→ **Source data**
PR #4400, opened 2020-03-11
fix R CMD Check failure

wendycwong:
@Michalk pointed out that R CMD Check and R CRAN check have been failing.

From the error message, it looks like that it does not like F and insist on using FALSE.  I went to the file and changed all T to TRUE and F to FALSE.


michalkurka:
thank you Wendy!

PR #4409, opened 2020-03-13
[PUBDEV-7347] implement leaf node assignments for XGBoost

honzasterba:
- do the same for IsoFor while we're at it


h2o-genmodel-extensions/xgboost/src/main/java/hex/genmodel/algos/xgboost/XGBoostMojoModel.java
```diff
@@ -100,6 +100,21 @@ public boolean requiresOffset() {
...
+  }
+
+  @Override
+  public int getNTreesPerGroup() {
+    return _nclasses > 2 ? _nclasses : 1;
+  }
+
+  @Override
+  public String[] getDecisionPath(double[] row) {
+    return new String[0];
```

→ **Exercise directions**
What lines in the listing contain "Check"? Copy them all.

→ **Expected output**
fix R CMD Check failure
@Michalk pointed out that R CMD Check and R CRAN check have been failing.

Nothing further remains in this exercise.